Christ stunned people with his authority and clarity. His was not the mind of some deranged wild man, or demented fool, or deceiving fraud. Some have said so. Some believe that Jesus masterminded the greatest scheme in the history of humanity, that he out-Ponzied the swindlers and out-hustled the hucksters. If that were true, then billions of humans have been fleeced into following a first-century pied piper over the edge of a cliff. So, should we crown Christ as the foremost fraud in the world? No, not too quickly. Look at the miracles Jesus performed.

The four gospels detail approximately thirty-six miracles and reference many more. He multiplied bread and fish, changed water into wine, calmed more than one storm, and restored sight to more than one blind man. He healed contagious skin diseases, gave steps to the lame, purged demons, stopped a hemorrhage, even replaced a severed ear and raised the dead. Yet, in doing so, Jesus never grand-standed his miraculous powers. Never went for fame or profit. Jesus performed miracles for two simple reasons: to prove his identity, and to help his people.

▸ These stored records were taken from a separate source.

PR #2212, opened 2024-05-03
Add "View Combined Rates" button to state home page

gmrabian:
### Description

- Add route for combined-rates
- Add button to state home page to view combined rates
- Update styling (open to any better ideas here!)
- Add tests

### Related ticket(s)

CMDCT-3454

---
### How to test

Deployed url: https://d313thmob07q2p.cloudfront.net/
- Log in as any state user
- Verify the button "View Combined Rates" shows up below the year dropdown
- Change to any year other than 2024 and verify the button goes away
- Shrink the view to mobile size and make sure the button looks okay
- Check views against [Figma](https://www.figma.com/file/AJweEUn95IZFAN3ldIcZDH/MDCT---General?type=design&node-id=2666-2508&mode=design&t=NrRav96Mrll5wRT4-4)

---
### Pre-review checklist

---
#### Review

### DIFF
--- a/services/ui-src/src/views/StateHome/index.tsx
+++ b/services/ui-src/src/views/StateHome/index.tsx
@@ -19,6 +19,7 @@ import { BannerCard } from "components/Banner/BannerCard";
 import { coreSets, CoreSetField } from "shared/coreSetByYear";
 
 import { useFlags } from "launchdarkly-react-client-sdk";
+import { Link } from "react-router-dom";
 
 interface HandleDeleteData {
   state: string;
@@ -59,8 +60,8 @@ const ReportingYear = () => {
   }
 
   return (
-    <CUI.Box w={{ base: "full", md: "48" }}>
-      <CUI.Text fontSize="sm" fontWeight="600" mb="2">
+    <CUI.Box w={{ base: "full", md: "48" }} display={{md: "flex"}} flexDirection={{md: "column"}} alignItems={{md: "flex-end"}}>
+      <CUI.Text fontSize="sm" fontWeight="600" alignSelf={{md: "flex-start"}}>
         Reporting Year
       </CUI.Text>
       <CUI.Select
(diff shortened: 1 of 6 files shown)


ailZhou (approved):
lgtm! testing on deploy. button shows up only for 2024 and goes to a new empty page. 

QMR does have a theme.ts file but that doesn't look to be heavily used, so I think the way you added css is within the current pattern.

services/ui-src/src/views/StateHome/index.tsx
```diff
@@ -80,6 +86,29 @@ const ReportingYear = () => {
           </option>
         ))}
       </CUI.Select>
+      {year === "2024" && (
```
rocio-desantiago, line 89: curious why we hard code the year. Will we redo this for 2025 next year?

services/ui-src/src/views/StateHome/index.tsx
```diff
@@ -88,11 +117,11 @@ const Heading = () => {
   const { year } = useParams();
   return (
     <CUI.Box display={{ base: "block", md: "flex" }}>
-      <CUI.Box maxW="3xl" pb="6">
+      <CUI.Box maxW="3xl" pb="6" pr={{ md: "4rem" }}>
```
rocio-desantiago, line 120: I'll have to familiarize myself with CUI.Box. Not familiar with pb, pr, py, pt yet

rocio-desantiago (approved):

services/ui-src/src/views/StateHome/index.tsx
gmrabian: We try to avoid this where we can, but in this case this button only shows up for that reporting year. Since it's a shared component we need to check. I suppose we could do `>= "2024"` but we don't yet know about 2025 yet 🤔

Had Jesus been a fraudster or trickster, the Jerusalem congregation would have died a stillborn death. People would have denounced the miracles of Christ. But they did just the opposite. Can you imagine the apostles inviting their testimonies? "If you were a part of a crowd that he fed, one of the dead he raised, or one of the sick he healed, would you please share your story." And share they did. The church exploded like a grasslands wildfire in Ramona. Why? Because Jesus performed public, memorable miracles. He healed people. And he loved people. He paid no heed to class or nationality, past sins or present accomplishments. The neediest and loneliest found a friend in Jesus.

Could a lying sham love that way? If his intent was trick people out their money or worship, he did a pitifully poor job of it because he died broke and abandoned. So, what if Peter was correct? “You are the Messiah.” (Mark 8:29) What if Jesus really was, and is, the Son of God? If so, then we can relish this truth: we never travel alone. True, we can’t see the runway. We don’t know what the future holds. But we’re not alone. We have what Jim O’Neil had: the commander’s voice to guide us home. So heed it. Issue the necessary Mayday prayer and follow the guidance that only God can provide.